Growing up in this church, I never could have imagined that one day I would step into the role of Communications Director. I’ve been attending Pulpit Rock for as long as I can remember. I grew in my faith here, I was baptized here, I made amazing friends here, I went on my first mission trips here. To this day, some of my favorite memories are from being part of high school youth group.
These past few months, I’ve been in a state of transition. From graduating college in Iowa with a degree in Graphic Design, to spending a few months on mission in England before the world was shut down by the pandemic, to moving back home to Colorado.
It’s been challenging to live in this state of transition, trying to figure out what I’m supposed to do next. It’s completely surreal to suddenly be done with school when that’s all I’ve known my whole life. During all of this, I discovered something: facing adulthood is terrifying. And facing the real world during a pandemic – now that’s even more terrifying.
But, time and time again, God continues to blow my mind as He slowly reveals His plan. Often in ways I don’t expect Him to. After moving back to Colorado, I had no idea where to begin to look for a job. I had been applying places for months. I was beginning to think I would have to continue babysitting for the rest of my life. Nevertheless, in His timing, He showed up.
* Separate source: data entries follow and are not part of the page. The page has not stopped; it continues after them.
PR #168, opened 2024-05-01
feat: continue migrating the pricing widget

joelhooks:
make money


apps/course-builder-web/src/pricing/pricing.tsx
```diff
@@ -70,25 +74,35 @@ export const Pricing: React.FC<React.PropsWithChildren<PricingProps>> = ({
...
+			productId,
+			quantity: debouncedQuantity,
+			couponId,
+			merchantCoupon,
+			autoApplyPPP,
+		},
+		{
+			...(initialFormattedPrice && { initialData: initialFormattedPrice }),
+		},
+	)
```
joelhooks, line 105: the `pricingDataLoader` gives us the initial price and then we pick it back up with trpc for dynamic pricing if they make changes (ppp, team, etc)

one thing we haven't done is affect the query params, which would make a nice addition for team so the quantity would persist in links/reloads

PR #178, opened 2024-05-13
fix(proaws): safely parse user in module progress getter

vojtaholik:
I was getting parsing errors due to `roles` field on user object not returning expected shape defined by `userSchema`.

```tsx
const user = await client.query.users.findFirst({
	where: or(eq(users.id, userIdOrEmail), eq(users.email, userIdOrEmail)),
	with: {
		roles: true,
	},
})

// returns:
user {
   ...,
   name: 'Vojta Holik',
   role: 'user',
   roles: [
     {
       userId: 'ABC',
       roleId: 'role_ABC',
       active: true,
       createdAt: 2024-04-08T23:39:34.000Z,
       updatedAt: 2024-04-08T23:39:34.000Z,
       deletedAt: null
     },
     {
       userId: 'ABC',
       roleId: 'role_XYZ',
       active: true,
       createdAt: 2024-04-08T23:45:38.000Z,
       updatedAt: 2024-04-08T23:45:38.000Z,
       deletedAt: null
     }
   ]
 }
```

while `user-schema` has following expectations:

```
...,
roles: z
	.array(
		z.object({
			id: z.string(),
			name: z.string(),
			description: z.string().nullable(),
			active: z.boolean(),
		}),
	)
	.optional()
	.default([]),
```

`ability` file is expecting above shape so instead of fixing the types I chose to omit the roles field since it wasn't used in the getter function.

gif


packages/adapter-drizzle/src/lib/mysql/index.ts
```diff
@@ -986,9 +986,6 @@ export function mySqlDrizzleAdapter(
 
 			const user = await client.query.users.findFirst({
 				where: or(eq(users.id, userIdOrEmail), eq(users.email, userIdOrEmail)),
-				with: {
-					roles: true,
-				},
```
vojtaholik, line 991: I haven't tried fixing the types yet; instead, I chose to omit the roles since they weren't used in this getter function.

joelhooks: the problem is that `roles` is a join table that has a reference `role` so if you use `adapter.getUserById` it returns the right shape. Challenge here is we also use email so you could look at what that's doing and build the user in a similar way.

vojtaholik: I see, I modified the user query per `getUserById` 👍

Two months ago, I felt God nudging me to get plugged in to a small group now that I had moved back permanently. So, I sent an email hoping to get connected in some way. I introduced myself, mentioning that I just graduated with a Graphic Design degree. Lo and behold, a few weeks later, I found myself sitting in Kyle’s office being interviewed for the Communications position.
I couldn’t believe it when I was offered the job as Communications Director at Pulpit Rock. It was completely unexpected and completely God’s timing. Some might consider it a coincidence. But there is no way something so perfectly timed wasn’t orchestrated by the Creator of the universe!
Being the Communications Director is a huge responsibility. I’m actually in charge of things. My internships throughout college have really helped prepare me for this role, but, as an unpaid intern, the pressure was low. Being in this position as a 22-year-old is a bit intimidating.
This new transition has been a lot easier than expected. I owe that to the amazing people I get to work with everyday. I couldn’t do it without their confidence in me, willingness to teach me new things, and constant encouragement!
If I’m being honest, work was always something I dreaded having to do full-time. But I don’t feel that way at all about this position. It’s a privilege to come here everyday, and I enjoy the work I get to do – even though it isn’t always graphic design.
Transitioning from a member of the congregation to a staff member is a unique experience. My place of worship is now connected to work. Jerry’s sermon on work as a form of worship really resonated with me. My first few weeks here have shown me that work isn’t just a thing I do because I have to be able to provide for myself. It is a way to enjoy my God-given talents. I’ve had to learn to do a lot of new things in the past few weeks. Some things I’m better at than others. But I also get to use my love for creating and designing which brings me so much joy and fulfillment.
At the end of each day, I leave work in a good mood. Who knew work and good mood could be used in the same sentence? There’s a sense of peace, because it feels exactly where God has called me to be right now.
Isn’t it awesome to know that God calls all of us to work as a form of worship? We are called to work in the work He has given us. Therefore, we can trust that he will equip and prepare us for that work. God has called me to use my love for design to fulfill this role at this moment in time, and he has handed it to me as a way to worship Him.
And church, I’m so excited to see where it leads!